Here’s who will not be with us:

The Cronulla Sharks
The sharkies are approximately ten million dollars in debt and the only reason St George bank are still supporting them is because they are land asset rich.

The insular peninsular, as Roy Masters called them, Cronulla are sandwiched between St George and Illawarra. If you believe the rumours, the NRL was none too happy when the Sharks knocked back the NRL offer to move them to the Central Coast.

Ominously, the Sharks’ requests to play home games at the Central Coast were knocked back by the NRL and David Gallop has refused to publicly back Cronulla’s future in the NRL.

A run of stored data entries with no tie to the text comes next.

PR #243, opened 2026-03-03
Scopes: Fix 'Decode Scope State Record' initialization

szuend:
We introduced `Index Accumulator Record` and `Position Accumulator Record`. The `Decode Scope State Record` uses these in its definition but we didn't update the `DecodeScopesInfo` abstract operation.


takikawa (approved):
LGTM. I'm reviewing on behalf of Nic after checking in with them.

PR #244, opened 2026-03-03
Scopes: Handle *null* for original variable names

szuend:
This PR turns a broken `"names"` index into an empty string. We need to preserve the length of the array so bindings can be matched. We can't just filter out broken indices.

The alternatives are:
*  Type "Variables" in the original scope as `(string | null)[]` instead of just as `string[]`. This feels wrong though.
* Unconditionally report an error and abort decoding. This feels overly restrictive though.

Drive-by: FIx a typo and use `~none~` consistently.

### DIFF
--- a/spec.emu
+++ b/spec.emu
@@ -1271,7 +1271,7 @@
             [[Definition]]: { ... }
             [[Bindings]]: [[
               {
-                [{From]]: { [[Line]]: 0, [[Column]]: 0 },
+                [[From]]: { [[Line]]: 0, [[Column]]: 0 },
                 [[Binding]]: "a",
               },
               {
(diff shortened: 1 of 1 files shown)


spec.emu
```diff
@@ -1961,9 +1961,14 @@
             ScopeVariable : Vlq
           </emu-grammar>
           <emu-alg>
-            1. TODO: Handle *null* returned by RelativeName.
-            1. Return « RelativeName(|Vlq|, _accumulator_, _names_) ».
+            1. Let _variable_ be RelativeName(|Vlq|, _accumulator_, _names_).
+            1. If _variable_ is *null*, return « "" ».
+            1. Return _variable_.
```
takikawa: I think this line should be returning `« _variable_ »` to make it a list.

takikawa (approved):
LGTM aside from the one comment

spec.emu
szuend: Good catch! Done.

So here’s my prediction for the 18 team line up for the 2020 NRL season: 10 NSW teams (8 in Sydney), 6 Qld teams, 1 ACT, 1 NZ.

Brisbane Broncos
Bulldogs
Canberra Raiders
Central Coast Centurions
Central Qld Comets
North Qld Cowboys
Gold Coast Titans
Ipswich Logan Wolves
Melbourne Storm
Newcastle Knights
Parramatta Eels
Penrith Panthers
South Sydney Rabbitohs
St George Illawarra Dragons
Sunshine Coast Sea Eagles
Sydney Roosters
New Zealand Warriors
West Tigers

This expansion prediction is using the assumption that the NRL continues its growth with TV ratings, crowd numbers, and memberships, which should allow for the depth to sustain 18 teams.

Also that we have an independent commission running the game who can make the tough decisions and that News Ltd no longer have NRL co-ownership, allowing for fairer future TV rights deals.

Also that the NRL brings back the reserve grade competition.

I’d be interested in anyone’s opinion on this and where I may have gone wrong. With the NRL growing the way it is, the next ten years or so will be very interesting as we see how the game evolves and shapes itself for a very bright future.